Being cognizant of these differences is critical if we are to make any positive steps in Covid vaccine conversations.
I have learnt how to lead conversations from a point of shared values as opposed to general facts. For example, if one values their family’s well being ; it might be easier to gently strike a conversation around the risks of getting infected and what their family stands to loose in the event of extreme cases.
I have also shifted from discrediting the myths and misconceptions to an approach of leading conversations with facts and talking more about the benefits of getting vaccinated and importance of adhering to the WHO guidelines on hygiene and preventative measures.
Why you ask?
Because reality is – repeating misinformation gives it more weight. It translates to the misinformation being more available and ultimately overshadowing the facts. It’s the same dynamic that has seen a shift in the media campaigns from calling for people to get vaccinated because not enough people were receiving vaccines; to focusing on large-scale inoculation drives and positive stories of the people who chose to get vaccinated and why.
This way, those on the edge or feeling strongly against the vaccines are not swayed even further by the validation that other people do not also want to get vaccinated or proof that other people are indeed not receptive to the vaccination drives.
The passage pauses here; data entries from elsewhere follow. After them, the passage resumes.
PR #2110, opened 2023-03-24
Do not replace unstick/stick by LayoutTransform when layout is 1D or 2DS

tungld:
Because of [an issue](https://github.com/onnx/onnx-mlir/issues/1940) about wrong index access for 1D and 2DS layout, this patch disables the replacement of unstic/stick by LayoutTransform in case of 1D and 2DS layout.

### DIFF
--- a/src/Accelerators/NNPA/Dialect/ZHigh/ZHighOps/OpHelper.cpp
+++ b/src/Accelerators/NNPA/Dialect/ZHigh/ZHighOps/OpHelper.cpp
@@ -195,20 +195,19 @@ Value getConstantOfType(
   return create.onnx.constant(denseAttr);
 }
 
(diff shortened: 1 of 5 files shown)


AlexandreEichenberger (approved):
LGTM, can you create an issue that keep track of the original bug and this PR, so that we may undo the changes once the bug is fixed? Or if you think it cannot be fixed, then just state so in this PR.

Tx

tungld:
>can you create an issue that keep track of the original bug and this PR, so that we may undo the changes once the bug is fixed?

Yes, the original bug is being tracked here: https://github.com/onnx/onnx-mlir/issues/1940 that has linked to related PRs.

tungld:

Having my wife on the ventilator revealed such a scary part of the Virus that opened my mind to the reality of how serious the disease is. And while I might never have understood the gravity of the disease if I had not gone through the experience; I would hate to have other people live the same experience to the same magnitude.
I would not want to be the Covid survivor next door giving people sleepless nights by endlessly retelling the chilling story of how scary the experience was and how I saw death glaring at me! Or the person who entirely centres conversations on facts of how deadly the disease is or how delicate the times that we are living in are.
I just want people to acknowledge these two facts simultaneously: that Covid is real and serious, and that being vaccinated is a simple and effective countermeasure.